___ Data
PR #73, opened 2019-07-13
Added dict support for optimizing

wsuchy:
#### Submission Checklist

- [x] Run unit tests

#### Summary
I've just realized I forgot to add support dict for `data` and `inits` parameters which is already supported by sampling method.
#### Copyright and Licensing

- Salesforce

### DIFF
--- a/cmdstanpy/cmdstan_args.py
+++ b/cmdstanpy/cmdstan_args.py
@@ -290,7 +290,7 @@ class CmdStanArgs(object):
         model_exe: str,
         chain_ids: Union[List[int], None],
         method_args: Union[SamplerArgs, FixedParamArgs, OptimizeArgs],
-        data: str = None,
+        data: Union[str, dict] = None,
         seed: Union[int, List[int]] = None,
         inits: Union[float, str, List[str]] = None,
         output_basename: str = None,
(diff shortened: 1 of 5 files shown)


cmdstanpy/cmdstan_args.py
```diff
@@ -381,9 +381,12 @@ def validate(self) -> None:
                             ' found {}'.format(self.seed[i])
                         )
 
-        if self.data is not None:
+        if isinstance(self.data, str):
             if not os.path.exists(self.data):
                 raise ValueError('no such file {}'.format(self.data))
+        elif not isinstance(self.data, dict):
```
mitzimorris: don't you need to update line 293  - type hint on data - else how will self.data be a dict?

cmdstanpy/cmdstan_args.py
```diff
@@ -381,9 +381,12 @@ def validate(self) -> None:
...
+            if isinstance(self.method_args, OptimizeArgs):
```
mitzimorris: include SamplerArgs as well here please

wsuchy: @mitzimorris I see in many `SamplerArgsTest` tests that data is null - is that expected to run sampling without any data file?

mitzimorris: yes, models without a data block are valid.

one use case is modelswhere the transformed data block is used to generate data for each chain/run via calls to the RNG functions.

wsuchy: I've fixed the logic, now we throw exception when data is None *and* we are optimizing, or when data is different than str or dict.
______
Work request: Count how many lines of the data include the word "optimizing". Your reply should be that number alone.

Response below: 2